● Exercise description: Please return all lines from the records below that include the string "Params".

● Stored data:
------------

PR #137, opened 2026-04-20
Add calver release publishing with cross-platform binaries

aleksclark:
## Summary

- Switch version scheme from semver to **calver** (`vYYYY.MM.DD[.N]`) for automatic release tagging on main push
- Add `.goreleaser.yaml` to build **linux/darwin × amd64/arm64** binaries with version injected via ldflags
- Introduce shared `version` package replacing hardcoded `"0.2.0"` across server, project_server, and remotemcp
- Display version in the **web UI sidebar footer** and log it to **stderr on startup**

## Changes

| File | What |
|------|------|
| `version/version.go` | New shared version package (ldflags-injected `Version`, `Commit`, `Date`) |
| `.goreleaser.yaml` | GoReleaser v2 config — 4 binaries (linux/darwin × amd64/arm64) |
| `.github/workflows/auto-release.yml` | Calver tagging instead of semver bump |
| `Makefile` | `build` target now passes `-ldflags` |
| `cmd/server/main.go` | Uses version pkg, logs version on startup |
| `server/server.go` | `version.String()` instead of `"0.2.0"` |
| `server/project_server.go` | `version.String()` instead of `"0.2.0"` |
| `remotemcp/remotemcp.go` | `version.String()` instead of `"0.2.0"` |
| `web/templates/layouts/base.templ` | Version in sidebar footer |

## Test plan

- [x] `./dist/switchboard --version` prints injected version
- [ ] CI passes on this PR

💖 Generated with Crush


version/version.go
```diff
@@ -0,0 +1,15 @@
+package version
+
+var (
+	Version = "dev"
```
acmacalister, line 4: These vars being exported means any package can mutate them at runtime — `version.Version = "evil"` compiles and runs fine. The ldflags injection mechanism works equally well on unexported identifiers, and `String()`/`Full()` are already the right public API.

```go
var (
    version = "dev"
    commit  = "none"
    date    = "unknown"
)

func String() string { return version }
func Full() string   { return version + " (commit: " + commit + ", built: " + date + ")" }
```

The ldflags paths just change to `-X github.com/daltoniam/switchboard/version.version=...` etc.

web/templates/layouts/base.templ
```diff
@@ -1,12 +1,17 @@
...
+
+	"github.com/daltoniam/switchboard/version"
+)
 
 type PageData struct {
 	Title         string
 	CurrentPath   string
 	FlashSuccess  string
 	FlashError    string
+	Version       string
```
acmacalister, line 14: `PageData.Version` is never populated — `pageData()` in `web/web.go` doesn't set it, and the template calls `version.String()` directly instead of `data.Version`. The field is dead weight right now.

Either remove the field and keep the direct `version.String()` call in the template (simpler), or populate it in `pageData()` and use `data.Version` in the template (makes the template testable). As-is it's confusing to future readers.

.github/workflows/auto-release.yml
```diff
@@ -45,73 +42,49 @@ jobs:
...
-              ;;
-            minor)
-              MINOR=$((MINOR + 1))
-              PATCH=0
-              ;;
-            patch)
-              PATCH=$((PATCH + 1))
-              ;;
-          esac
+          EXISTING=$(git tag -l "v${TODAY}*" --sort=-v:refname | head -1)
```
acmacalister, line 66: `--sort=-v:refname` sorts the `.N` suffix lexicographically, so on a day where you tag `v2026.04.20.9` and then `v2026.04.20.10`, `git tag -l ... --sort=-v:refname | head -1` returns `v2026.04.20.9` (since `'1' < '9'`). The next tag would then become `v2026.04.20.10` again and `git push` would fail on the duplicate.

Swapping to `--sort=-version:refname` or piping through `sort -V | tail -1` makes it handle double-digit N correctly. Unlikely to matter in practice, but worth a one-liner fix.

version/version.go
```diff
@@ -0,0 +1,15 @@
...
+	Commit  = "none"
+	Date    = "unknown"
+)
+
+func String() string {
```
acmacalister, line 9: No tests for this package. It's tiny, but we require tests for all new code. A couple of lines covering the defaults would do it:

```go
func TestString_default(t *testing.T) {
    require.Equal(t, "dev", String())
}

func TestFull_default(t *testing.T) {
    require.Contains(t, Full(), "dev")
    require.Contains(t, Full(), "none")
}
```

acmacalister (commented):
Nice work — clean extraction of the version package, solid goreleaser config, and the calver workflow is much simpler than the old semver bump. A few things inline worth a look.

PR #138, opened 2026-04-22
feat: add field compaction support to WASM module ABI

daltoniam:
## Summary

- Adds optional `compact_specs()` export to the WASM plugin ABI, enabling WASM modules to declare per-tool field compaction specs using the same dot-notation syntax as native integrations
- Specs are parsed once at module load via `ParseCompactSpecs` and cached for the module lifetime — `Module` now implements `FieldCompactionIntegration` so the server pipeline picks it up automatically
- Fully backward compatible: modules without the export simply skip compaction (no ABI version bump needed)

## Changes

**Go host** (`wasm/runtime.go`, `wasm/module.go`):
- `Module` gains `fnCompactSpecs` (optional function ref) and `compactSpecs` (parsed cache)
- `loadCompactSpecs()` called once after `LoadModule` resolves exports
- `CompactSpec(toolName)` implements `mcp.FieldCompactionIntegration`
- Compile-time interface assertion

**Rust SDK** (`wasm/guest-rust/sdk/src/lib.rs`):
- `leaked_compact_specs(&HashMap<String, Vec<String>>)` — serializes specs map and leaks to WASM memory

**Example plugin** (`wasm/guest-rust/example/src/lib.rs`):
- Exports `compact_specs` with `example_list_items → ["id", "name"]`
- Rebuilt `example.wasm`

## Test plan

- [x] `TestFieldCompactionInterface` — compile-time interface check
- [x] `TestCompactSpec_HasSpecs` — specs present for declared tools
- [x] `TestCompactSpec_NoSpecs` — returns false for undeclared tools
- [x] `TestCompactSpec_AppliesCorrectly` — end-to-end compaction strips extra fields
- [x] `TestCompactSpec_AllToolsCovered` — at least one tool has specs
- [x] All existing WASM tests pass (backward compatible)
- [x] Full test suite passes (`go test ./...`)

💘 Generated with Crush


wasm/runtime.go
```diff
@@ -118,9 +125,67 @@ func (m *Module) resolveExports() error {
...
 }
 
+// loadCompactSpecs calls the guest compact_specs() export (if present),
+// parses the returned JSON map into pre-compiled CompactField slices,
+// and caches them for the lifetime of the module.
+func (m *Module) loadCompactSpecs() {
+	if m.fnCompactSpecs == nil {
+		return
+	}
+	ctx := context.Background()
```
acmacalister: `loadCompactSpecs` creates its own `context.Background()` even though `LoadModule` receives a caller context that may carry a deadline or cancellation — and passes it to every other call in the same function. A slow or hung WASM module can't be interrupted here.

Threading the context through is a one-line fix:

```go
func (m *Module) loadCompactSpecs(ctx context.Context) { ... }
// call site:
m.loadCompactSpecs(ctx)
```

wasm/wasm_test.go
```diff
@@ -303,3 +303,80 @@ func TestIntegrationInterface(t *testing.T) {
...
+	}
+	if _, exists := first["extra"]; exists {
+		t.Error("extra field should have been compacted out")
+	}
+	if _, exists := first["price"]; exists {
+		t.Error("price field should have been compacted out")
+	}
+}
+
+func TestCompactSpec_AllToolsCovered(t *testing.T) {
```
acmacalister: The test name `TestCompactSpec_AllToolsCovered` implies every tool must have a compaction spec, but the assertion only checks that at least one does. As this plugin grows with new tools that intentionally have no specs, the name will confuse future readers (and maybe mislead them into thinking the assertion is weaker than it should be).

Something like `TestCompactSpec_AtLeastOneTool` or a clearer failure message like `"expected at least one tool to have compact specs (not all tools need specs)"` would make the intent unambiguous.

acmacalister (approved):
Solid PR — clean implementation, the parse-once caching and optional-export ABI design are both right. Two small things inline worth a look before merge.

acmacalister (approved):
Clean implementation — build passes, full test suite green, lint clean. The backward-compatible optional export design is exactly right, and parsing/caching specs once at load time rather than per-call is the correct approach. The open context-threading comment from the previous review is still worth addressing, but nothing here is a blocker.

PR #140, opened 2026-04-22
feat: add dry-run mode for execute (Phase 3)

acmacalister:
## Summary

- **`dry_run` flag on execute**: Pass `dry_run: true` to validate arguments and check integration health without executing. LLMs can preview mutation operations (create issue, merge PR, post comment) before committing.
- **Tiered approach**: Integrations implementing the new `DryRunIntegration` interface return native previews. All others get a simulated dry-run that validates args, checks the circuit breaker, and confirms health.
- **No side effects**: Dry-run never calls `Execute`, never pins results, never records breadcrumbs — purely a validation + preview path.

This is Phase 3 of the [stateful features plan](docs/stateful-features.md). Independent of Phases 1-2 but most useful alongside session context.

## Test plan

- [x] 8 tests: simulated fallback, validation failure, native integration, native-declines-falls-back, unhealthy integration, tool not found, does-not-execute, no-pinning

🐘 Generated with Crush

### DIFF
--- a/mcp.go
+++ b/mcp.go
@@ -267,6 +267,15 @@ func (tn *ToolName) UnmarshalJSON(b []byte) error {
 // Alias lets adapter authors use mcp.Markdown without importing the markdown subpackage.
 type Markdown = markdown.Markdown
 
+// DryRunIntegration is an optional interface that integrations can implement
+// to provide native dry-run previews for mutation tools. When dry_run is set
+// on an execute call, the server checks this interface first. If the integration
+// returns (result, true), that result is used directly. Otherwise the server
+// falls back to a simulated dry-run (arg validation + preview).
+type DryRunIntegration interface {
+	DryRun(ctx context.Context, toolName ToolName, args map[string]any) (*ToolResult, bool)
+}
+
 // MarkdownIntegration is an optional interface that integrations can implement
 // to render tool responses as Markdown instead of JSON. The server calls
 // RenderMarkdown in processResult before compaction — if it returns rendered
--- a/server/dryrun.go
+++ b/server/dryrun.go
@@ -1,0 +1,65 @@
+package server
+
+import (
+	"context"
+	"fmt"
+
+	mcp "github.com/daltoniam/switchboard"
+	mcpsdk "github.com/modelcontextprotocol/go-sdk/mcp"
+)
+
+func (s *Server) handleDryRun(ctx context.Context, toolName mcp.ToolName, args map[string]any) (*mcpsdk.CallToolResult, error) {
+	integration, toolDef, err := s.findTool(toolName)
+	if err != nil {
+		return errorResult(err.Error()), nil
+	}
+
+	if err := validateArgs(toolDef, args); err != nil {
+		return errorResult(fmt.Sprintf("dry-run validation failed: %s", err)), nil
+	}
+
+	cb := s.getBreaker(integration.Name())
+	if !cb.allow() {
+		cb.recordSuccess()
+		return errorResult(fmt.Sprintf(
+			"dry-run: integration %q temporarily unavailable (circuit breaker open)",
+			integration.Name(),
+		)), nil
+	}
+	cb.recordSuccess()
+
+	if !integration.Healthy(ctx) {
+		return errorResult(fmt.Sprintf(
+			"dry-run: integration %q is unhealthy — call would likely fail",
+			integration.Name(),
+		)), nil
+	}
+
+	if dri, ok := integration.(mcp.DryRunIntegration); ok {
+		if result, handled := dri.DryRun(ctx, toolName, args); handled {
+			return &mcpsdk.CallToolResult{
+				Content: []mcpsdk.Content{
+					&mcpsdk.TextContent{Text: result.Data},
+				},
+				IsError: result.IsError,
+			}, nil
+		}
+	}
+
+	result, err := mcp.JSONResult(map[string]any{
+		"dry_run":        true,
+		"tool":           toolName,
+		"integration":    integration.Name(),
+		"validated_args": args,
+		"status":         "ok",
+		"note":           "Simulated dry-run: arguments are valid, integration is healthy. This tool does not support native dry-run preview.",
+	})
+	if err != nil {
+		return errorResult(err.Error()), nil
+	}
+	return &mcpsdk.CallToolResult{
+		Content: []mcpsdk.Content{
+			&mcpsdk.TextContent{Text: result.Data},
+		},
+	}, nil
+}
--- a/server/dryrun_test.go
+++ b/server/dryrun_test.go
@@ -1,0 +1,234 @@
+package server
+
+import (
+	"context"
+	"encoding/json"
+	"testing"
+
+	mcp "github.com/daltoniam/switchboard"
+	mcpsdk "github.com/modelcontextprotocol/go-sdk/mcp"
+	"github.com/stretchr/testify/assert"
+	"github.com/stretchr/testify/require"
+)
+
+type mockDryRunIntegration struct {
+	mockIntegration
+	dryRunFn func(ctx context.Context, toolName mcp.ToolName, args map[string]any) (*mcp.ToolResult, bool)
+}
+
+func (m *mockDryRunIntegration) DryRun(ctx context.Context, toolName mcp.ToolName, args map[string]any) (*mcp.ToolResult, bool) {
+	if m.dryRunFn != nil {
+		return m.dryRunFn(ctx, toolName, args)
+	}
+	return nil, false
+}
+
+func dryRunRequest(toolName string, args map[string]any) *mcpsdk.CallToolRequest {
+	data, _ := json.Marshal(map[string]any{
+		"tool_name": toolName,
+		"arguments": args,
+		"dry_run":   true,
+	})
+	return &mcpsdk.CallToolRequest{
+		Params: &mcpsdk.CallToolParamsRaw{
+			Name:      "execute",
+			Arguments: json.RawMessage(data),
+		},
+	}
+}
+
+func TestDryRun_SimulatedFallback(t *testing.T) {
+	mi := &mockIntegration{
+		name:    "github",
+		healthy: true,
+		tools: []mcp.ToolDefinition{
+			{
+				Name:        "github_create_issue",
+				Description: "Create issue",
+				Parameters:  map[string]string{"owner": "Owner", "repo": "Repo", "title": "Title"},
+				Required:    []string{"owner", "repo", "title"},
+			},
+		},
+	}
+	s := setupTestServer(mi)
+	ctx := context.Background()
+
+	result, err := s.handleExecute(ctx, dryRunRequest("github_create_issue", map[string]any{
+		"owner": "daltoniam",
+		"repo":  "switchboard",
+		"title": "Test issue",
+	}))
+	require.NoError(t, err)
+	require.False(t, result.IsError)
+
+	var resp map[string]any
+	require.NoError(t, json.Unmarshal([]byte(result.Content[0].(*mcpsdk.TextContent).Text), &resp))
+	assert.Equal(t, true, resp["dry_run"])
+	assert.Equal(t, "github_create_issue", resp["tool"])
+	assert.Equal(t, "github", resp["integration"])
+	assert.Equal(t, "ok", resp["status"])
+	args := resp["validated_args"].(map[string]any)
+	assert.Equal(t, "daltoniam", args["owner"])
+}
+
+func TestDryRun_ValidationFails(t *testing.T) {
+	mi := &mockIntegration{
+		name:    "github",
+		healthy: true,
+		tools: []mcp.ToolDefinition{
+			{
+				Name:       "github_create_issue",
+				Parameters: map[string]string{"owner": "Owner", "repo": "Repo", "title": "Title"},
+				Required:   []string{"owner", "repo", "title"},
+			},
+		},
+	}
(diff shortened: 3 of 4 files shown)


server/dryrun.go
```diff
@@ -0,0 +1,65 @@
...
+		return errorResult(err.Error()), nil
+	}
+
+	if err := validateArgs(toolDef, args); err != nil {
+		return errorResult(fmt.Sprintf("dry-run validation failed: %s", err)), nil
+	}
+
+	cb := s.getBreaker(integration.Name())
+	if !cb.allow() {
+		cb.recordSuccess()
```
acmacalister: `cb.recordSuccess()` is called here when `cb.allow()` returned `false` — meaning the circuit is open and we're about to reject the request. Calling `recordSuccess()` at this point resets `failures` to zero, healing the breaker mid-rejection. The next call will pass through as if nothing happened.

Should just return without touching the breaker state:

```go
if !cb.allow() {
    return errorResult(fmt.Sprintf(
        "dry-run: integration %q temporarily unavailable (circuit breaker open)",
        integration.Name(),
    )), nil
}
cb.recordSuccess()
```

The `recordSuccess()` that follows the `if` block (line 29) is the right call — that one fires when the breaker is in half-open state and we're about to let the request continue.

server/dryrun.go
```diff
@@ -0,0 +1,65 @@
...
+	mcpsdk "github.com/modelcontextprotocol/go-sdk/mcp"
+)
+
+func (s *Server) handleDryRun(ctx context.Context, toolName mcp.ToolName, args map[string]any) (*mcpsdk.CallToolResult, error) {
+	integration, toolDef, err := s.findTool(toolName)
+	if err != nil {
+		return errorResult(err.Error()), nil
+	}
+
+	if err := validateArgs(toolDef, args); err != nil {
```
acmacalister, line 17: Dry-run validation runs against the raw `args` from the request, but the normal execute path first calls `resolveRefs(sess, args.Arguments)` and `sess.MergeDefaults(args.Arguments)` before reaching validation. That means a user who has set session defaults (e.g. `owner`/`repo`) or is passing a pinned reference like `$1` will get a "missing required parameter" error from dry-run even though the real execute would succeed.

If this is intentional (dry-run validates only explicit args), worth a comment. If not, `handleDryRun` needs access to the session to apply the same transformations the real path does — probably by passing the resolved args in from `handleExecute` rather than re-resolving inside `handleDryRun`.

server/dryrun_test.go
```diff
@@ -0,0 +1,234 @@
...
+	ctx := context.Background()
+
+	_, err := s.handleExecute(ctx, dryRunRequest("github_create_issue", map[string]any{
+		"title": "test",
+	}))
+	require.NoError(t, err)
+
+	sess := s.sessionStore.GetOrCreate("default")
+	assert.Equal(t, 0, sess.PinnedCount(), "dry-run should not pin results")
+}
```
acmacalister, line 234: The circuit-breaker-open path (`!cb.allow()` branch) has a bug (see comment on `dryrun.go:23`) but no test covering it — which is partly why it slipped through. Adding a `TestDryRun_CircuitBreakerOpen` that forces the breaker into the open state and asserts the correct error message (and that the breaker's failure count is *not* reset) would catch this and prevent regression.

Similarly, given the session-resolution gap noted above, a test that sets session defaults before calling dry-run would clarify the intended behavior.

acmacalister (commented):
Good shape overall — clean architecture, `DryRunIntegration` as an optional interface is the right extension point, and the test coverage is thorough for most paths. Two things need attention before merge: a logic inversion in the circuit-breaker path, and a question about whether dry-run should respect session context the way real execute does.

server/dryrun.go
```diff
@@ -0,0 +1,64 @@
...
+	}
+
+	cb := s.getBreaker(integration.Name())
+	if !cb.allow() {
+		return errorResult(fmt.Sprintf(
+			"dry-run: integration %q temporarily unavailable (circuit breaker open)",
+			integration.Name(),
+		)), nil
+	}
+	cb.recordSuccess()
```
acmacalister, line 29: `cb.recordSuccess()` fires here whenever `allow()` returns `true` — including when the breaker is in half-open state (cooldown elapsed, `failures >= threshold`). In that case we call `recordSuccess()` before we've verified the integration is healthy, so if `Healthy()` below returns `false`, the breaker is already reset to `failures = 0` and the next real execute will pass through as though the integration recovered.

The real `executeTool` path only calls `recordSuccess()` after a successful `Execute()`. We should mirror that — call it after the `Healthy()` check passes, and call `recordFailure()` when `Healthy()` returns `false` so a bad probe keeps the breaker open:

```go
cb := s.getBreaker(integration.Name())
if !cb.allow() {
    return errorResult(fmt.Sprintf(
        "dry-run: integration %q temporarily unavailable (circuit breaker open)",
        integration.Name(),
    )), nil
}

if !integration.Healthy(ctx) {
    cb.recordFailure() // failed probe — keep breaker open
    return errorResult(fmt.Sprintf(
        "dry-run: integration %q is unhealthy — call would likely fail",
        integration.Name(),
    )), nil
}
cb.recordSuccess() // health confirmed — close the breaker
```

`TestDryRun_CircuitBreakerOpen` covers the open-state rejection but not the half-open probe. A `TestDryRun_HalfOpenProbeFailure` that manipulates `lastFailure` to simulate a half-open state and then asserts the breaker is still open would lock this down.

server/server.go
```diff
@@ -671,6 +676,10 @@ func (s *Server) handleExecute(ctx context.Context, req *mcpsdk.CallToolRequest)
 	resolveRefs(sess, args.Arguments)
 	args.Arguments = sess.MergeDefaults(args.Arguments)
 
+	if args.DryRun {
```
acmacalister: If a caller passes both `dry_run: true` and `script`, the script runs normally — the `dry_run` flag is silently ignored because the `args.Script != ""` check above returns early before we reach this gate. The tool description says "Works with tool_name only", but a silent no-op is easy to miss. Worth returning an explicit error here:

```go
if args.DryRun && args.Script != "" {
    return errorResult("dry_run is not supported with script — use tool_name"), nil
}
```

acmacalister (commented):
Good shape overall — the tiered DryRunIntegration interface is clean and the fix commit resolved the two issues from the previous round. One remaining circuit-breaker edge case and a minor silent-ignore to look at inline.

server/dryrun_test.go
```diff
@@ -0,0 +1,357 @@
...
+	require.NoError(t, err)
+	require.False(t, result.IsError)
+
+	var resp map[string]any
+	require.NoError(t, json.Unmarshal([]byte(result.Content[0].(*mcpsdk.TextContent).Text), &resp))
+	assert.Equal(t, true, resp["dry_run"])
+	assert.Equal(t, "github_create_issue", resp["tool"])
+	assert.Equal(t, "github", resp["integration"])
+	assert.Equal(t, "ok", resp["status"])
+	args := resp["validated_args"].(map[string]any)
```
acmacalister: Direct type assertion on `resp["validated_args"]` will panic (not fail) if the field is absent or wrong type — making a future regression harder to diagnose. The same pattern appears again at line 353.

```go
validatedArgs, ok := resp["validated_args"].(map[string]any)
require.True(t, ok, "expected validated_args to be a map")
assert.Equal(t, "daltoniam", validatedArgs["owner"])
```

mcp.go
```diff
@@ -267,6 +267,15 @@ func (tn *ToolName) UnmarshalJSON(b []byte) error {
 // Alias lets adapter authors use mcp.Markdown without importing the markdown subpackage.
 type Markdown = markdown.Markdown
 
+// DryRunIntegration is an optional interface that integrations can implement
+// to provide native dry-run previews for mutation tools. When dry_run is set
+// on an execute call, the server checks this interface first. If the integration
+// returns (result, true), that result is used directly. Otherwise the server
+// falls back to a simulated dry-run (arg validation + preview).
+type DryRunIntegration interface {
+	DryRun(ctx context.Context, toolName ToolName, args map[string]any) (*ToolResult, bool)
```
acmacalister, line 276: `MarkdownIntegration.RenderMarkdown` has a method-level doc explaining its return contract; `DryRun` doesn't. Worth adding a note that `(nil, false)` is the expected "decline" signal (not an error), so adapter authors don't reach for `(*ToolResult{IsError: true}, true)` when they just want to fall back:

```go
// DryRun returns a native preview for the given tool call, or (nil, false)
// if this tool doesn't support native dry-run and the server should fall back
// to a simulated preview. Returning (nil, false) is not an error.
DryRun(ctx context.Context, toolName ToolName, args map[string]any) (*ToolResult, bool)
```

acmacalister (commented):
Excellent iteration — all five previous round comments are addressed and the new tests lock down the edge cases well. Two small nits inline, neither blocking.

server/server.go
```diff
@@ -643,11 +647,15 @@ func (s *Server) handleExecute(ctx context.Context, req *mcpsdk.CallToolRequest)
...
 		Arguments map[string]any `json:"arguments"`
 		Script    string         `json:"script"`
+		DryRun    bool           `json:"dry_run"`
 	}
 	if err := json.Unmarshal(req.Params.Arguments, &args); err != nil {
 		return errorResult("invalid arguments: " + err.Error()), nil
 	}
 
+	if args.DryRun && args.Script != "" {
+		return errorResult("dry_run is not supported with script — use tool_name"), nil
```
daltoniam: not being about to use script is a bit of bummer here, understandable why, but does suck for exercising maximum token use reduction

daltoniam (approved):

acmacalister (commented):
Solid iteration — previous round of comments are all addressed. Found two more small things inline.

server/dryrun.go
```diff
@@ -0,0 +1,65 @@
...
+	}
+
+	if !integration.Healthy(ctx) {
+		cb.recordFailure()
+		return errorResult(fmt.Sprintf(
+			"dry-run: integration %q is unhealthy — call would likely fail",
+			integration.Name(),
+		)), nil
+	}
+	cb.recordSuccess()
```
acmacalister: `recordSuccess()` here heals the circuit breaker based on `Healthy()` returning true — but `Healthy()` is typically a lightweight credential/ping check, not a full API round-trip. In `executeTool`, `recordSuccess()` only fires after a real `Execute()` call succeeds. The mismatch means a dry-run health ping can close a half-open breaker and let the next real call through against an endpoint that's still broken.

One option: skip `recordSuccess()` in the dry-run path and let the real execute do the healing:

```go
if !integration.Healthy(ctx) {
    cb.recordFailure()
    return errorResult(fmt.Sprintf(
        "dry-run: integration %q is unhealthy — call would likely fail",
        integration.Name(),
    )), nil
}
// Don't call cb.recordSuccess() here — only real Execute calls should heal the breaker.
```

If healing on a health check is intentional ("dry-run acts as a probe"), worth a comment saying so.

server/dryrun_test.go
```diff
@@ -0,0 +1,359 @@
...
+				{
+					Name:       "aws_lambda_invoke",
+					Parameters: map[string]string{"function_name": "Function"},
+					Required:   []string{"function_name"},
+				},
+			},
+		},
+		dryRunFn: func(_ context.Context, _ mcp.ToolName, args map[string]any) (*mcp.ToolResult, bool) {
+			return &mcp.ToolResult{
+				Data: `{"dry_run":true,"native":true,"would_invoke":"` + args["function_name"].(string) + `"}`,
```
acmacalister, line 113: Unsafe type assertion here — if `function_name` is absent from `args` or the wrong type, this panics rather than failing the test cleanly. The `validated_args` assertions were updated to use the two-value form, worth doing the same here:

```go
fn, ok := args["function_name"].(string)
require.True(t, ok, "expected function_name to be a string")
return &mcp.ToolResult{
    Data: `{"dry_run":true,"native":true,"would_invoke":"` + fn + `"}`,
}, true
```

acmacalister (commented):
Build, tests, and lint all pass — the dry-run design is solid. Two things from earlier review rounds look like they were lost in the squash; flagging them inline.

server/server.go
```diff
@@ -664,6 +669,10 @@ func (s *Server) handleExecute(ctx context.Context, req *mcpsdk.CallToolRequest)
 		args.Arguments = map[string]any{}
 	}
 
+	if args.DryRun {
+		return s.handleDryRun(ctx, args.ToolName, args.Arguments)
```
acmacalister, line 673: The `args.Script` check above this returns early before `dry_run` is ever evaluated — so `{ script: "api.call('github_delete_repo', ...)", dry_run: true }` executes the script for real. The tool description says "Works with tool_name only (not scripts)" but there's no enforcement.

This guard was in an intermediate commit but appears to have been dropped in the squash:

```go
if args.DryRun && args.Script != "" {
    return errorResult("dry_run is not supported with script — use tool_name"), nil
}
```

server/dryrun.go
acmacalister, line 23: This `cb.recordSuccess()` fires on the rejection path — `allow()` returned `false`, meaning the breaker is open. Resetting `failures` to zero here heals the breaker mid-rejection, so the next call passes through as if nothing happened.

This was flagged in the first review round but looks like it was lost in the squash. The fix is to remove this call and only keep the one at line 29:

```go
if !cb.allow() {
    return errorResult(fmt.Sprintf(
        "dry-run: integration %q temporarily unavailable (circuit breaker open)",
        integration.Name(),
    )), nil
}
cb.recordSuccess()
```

------------

● Written answer:
+		Params: &mcpsdk.CallToolParamsRaw{
 	if err := json.Unmarshal(req.Params.Arguments, &args); err != nil {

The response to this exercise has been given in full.